“In Stato di Ebbrezza”: James Franco scrive di sesso e droghe ’90s
Ilaria Rebecchi | Ago 07, 2012 | Commenti 0
Attore, regista, produttore, video-artista, pittore.
Mai domo il bel James Franco (Palo Alto, 1978), che da aprile è anche nelle librerie di mezzo mondo con il suo esordio da scrittore, “In Stato di Ebbrezza”.
A James interessa la vita vera, quella che si tocca con mano e si assaggia nei sobborghi di un’America bene ma non troppo, scatenata dalla noia, ai limiti, sexy e perversa.
Già aveva colpito con il progetto multi-culturale esposto alla Biennale di Venezia dove l’artista si era cimentato in diversi medio-corto-lungo-metraggi ispirati al cinema di Nicholas Ray e alla sua gioventù bruciata, cosa che era culminata nel settembre 2011 con la presentazione mondiale del suo film da regista “Sal”.
E’ la stessa gioventù bruciata ad ispirarlo anche in questo progetto editoriale, forse ispirato anche all’amico scomparso Brad Renfro il cui nome se l’è pure tatuato sul braccio, e che strizza l’occhio al cinema di Gus Van Sant che ha diretto Franco in “Milk” al fianco di Sean Penn, e con il quale lo stesso ha presentato al Toronto Film Festival lo scorso ottobre un documentario su River Phoenix, star di Van Sant in “Belli e Dannati“.
Si tratta di una raccolta di racconti asciutta e precisa, mai banale o ripetitiva, dove la desolazione dei ragazzini ‘90s intenti solo alle bevute, alle droghe e al sesso senza limiti, colpisce tra campetti da basket e i viali alberati che incorniciano le ville borghesi della California di quel decennio, nelle esistenze di teenager che sfuggono la noia e la solitudine dandosi allo sballo e alla violenza.
Non c’è la Silicon Valley di oggi, quella tutta Facebook e imprenditoria giovanile, ma c’è quel retroscena quasi punk-grunge-hc degli anni ’90, dove è protagonista l’isolamento di questi adolescenti non edulcorato ma pieno di brutalità e tenerezza di un quotidiano umano proprio nella tragicità contemporanea.

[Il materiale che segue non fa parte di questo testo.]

PR #671, opened 2018-06-14
Update infrastructure of References to support ConceptChunks.

Mornix:
This is the second of (probably) a few pull requests to enable/support referencing of `ConceptChunk` s as per #562 [comment 6](https://github.com/JacquesCarette/Drasil/issues/562#issuecomment-393544664), third bullet point. 

This commit adds the necessary infrastructure to `RefDB` to facilitate the use of `ConceptChunk` s. 
This commit does not include being able to insert `ConceptChunk` s into the database. Nor does it add `Referable` support.

### DIFF
--- a/code/Language/Drasil/Reference.hs
+++ b/code/Language/Drasil/Reference.hs
@@ -3,12 +3,13 @@ module Language.Drasil.Reference where
 
 import Control.Lens ((^.), Simple, Lens, makeLenses)
 import Data.Function (on)
-import Data.List (partition, sortBy)
+import Data.List (concatMap, groupBy, partition, sortBy)
 import qualified Data.Map as Map
 
 import Language.Drasil.Chunk.AssumpChunk as A (AssumpChunk)
 import Language.Drasil.Chunk.Change as Ch (Change(..), ChngType(..))
 import Language.Drasil.Chunk.Citation as Ci (BibRef, Citation(citeID))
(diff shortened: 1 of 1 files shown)


code/Language/Drasil/Reference.hs
```diff
@@ -88,11 +93,25 @@ changeMap cs = Map.fromList $ zip (map (^. uid) (lcs ++ ulcs))
...
-        scs = sortBy citeSort cs
+        scs = sortBy uidSort cs
         -- Sorting is necessary if using elems to pull all the citations
         -- (as it sorts them and would change the order).
         -- We can always change the sorting to whatever makes most sense
 
+conGrp :: ConceptChunk -> ConceptChunk -> Bool
+conGrp a b = (cdl a) == (cdl b) where
+  cdl :: ConceptChunk -> UID
+  cdl x = if length (x ^. cdom) == 1 then head $ x ^. cdom
```
JacquesCarette:
```haskell
cdl x = the_dom $ x ^. cdom
  where
    the_dom [d] = d
    the_dom ds = error $ "Expected ConceptDomain for: " ++ (x ^. uid) ++
           " to have a single domain, found " ++ (show $ length ds) ++
           " instead."
```
Basically `head` should be avoided at all cost (same with other partial operations), even when guarded as you did. It is better to check for length 1 structurally.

Adolescenti strafatti senza un domani, sparatorie e sesso imperante, senza pregiudizi né moralismi: giovani ribelli che disegnano svastiche sui muri e sparano agli uccelli in volo, insultano le prostitute e a loro volta si prostituiscono per entrare in gruppi, a volte solo perché fa ridere.
Abilità narrativa anche nell’orrore quotidiano al quale siamo tutt’oggi ancora tristemente abituati: la perdita dell’innocenza dei giovanissimi.
Ecco qualche estratto:
«Andavo così bene in matematica che in estate mi hanno mandato a fare uno stage alla Lockheed Martin. Fabbricavano missili e satelliti. Ero l’unica ragazza dei dieci studenti scelti.

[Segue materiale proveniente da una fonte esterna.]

PR #693, opened 2018-06-20
Created instances for LabelledContent as per issue #629 task 3

elwazana:


code/Language/Drasil/Chunk/ShortName.hs
```diff
@@ -9,6 +11,7 @@ class HasShortName  s where
                             -- A short name used for referencing within a document that can 
                             -- include symbols and whatnot if required.
                             -- Visible in the typeset documents (pdf)
+  shortNm :: Lens' s ShortName
```
JacquesCarette: We really don't need both `shortname` and `shortNm`. Especially since `shortname` should always be equal to `view shortNm`.

elwazana: @JacquesCarette Hello Dr. Carette, yeah I realized that having both is unnecessary but creating an instance of `HasShortName` is much easier with a Lens.
In that case, should I remove `shortname` or would you prefer to keep the getter?

JacquesCarette: I would then make 'shortname' be that Lens.

elwazana: Since I'll be removing the getter function and only have a Lens, should I go through in a separate branch first and add a `Label` to all the Chunk types?

JacquesCarette: You should not be adding a `Label` to *all* the chunk types.  Only the ones that need it.  Certainly all the ones that currently have a short name do. But that's probably it.

Having said that, yes, it is probably best to first switch from explicit short name to using label. And then only labels should have short names.

elwazana:
@JacquesCarette I created #695 to deal with switching from a getter to a Lens functions for `HasShortName`, so once that's done `HasShortName` will only have a Lens which will fulfil the requested change you asked for here.

szymczdm:
I see #695 is still open. Does that mean this PR is still waiting for the pending changes to be done?

elwazana:
@szymczdm Hello Dan, no the requested changes haven't been completed yet. Switching to a Lens only led to requiring the addition of `Label` to all `Chunk` types that previously had an independent `ShortName`. Now that the yuzhi branch is merged the addLabels branch can continue doing the stated above, however, because `Label` was added to a lot of types the majority of `drasil-example` is broken and needs updating.

@niazim3 is currently working on the addLabels branch and slowly working through the changes.

elwazana:
@JacquesCarette I believe this PR can be closed, with the planned implementation of `LabelledContent`, `UnlabelledContent`, `Contents`, and `RawContent` the changes here have become obsolete and unneeded.  The new design for `LabelledContent` can be followed here: https://github.com/JacquesCarette/Drasil/tree/updateContentsDesign

JacquesCarette:
Thanks for coming back to this, and indicating that this is now obsolete.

Il mio lavoro consisteva nel guardare vecchie bobine di film sulla luna. Ce n’erano a centinaia. Io dovevo annotare macchie e graffi sulla pellicola. A volte la luna era piena; a volte, mentre la guardavo, diventava un po’ più piena. Altre volte la pellicola era così graffiata che saltava, o si spezzava. Passavo in quello scantinato quaranta ore a settimana. Ho guardato moltissime lune.

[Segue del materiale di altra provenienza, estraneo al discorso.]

PR #694, opened 2018-06-21
Added Unlikely Changes to GlassBR

samm82:
As per smiths/caseStudies#100, an unlikely changes section was added to the SRS of GlassBR.
A Changes.hs was added to handle both likely and unlikely changes.


code/Example/Drasil/GlassBR/Body.hs
```diff
@@ -575,8 +576,13 @@ s7_1_req6 = [(Enumeration $ Simple $ [(acroR 6, Nested (titleize output_ +:+
 
 {--LIKELY CHANGES--}
 
-s8_list :: [Contents]
-s8_list = likelyChanges_SRS 
+s8a_list :: [Contents]
```
smiths: What does the 8 stand for?  Section 8?  If so, that isn't a great name.  All of the sections can move over time and the numbering is likely to change.  What about sLC_list and sUC_list?  I see LC and UC used elsewhere in the naming; I assume to mean Likely Changes and Unlikely Changes.

samm82: Yes and yes - should we make an issue for more descriptive section names?

smiths:
With the exception of the naming, which I noted in a comment above, the proposed changes look okay to me.

code/Example/Drasil/GlassBR/Body.hs
smiths: An issue sounds like a good idea to me.

samm82:
This can be merged now, as I made the section name fix in #708 to this branch

PR #1810, opened 2019-08-07
Add date to Doxygen comments

### LINKED ISSUE #1782: Add date to doxygen comments for modules
The module-level doxygen comments in generated code could be enhanced with a date field. There are Haskell libraries that can be used to get the current date (http://hackage.haskell.org/package/time-1.9.3/docs/Data-Time-Calendar.html and http://hackage.haskell.org/package/time-1.9.3/docs/Data-Time-Clock.html). The date will likely need to be requested within the `genCode` function because it is an IO action, and then passed along to the generator from there.

bmaclach:
This PR closes #1782 by adding a date field to the module-level doxygen comments.

#1793  should be merged first.


Mornix:
Dates enabled for the examples in stable will cause many issues when diffing after today's date (August 7th) with the current changes to stable.

bmaclach:
@Mornix Good point. I can't independently turn off the dates without turning off the module-level comments altogether... but I could add an additional `Choice` for turning dates on/off. Should I do that @JacquesCarette @smiths? Or any other ideas?

smiths:
@bmaclach, I like the addition of dates to the comments, but @Mornix is right about the problem with our diffs.  Your solution of a choice for turning the dates off sounds good to me.

bmaclach:
Added the choice and turned off dates for our examples.

JacquesCarette:
Needs a master merge, but otherwise ready to go.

Era diventato così noioso che a un certo punto ho smesso di cercare i graffi. Preferivo disegnare sui fogli del computer che rimediavo dal cesto della carta da riciclare. Disegnavo arcobaleni, persone, città, pistole, gente che veniva colpita e sanguinava, gente che faceva sesso. Provavo a fare ritratti di persone che conoscevo. Quelli della mia famiglia venivano fuori sempre buffi, facevano ridere perché erano somiglianti ma non troppo. Poi disegnavo tutte le cose della mia infanzia, tipo Hello Kitty e Iridella e i Miei Mini Pony. Disegnavo i G.I. Joe di mio fratello. Disegnavo i Miei Mini Pony che uccidevano i G.I. Joe.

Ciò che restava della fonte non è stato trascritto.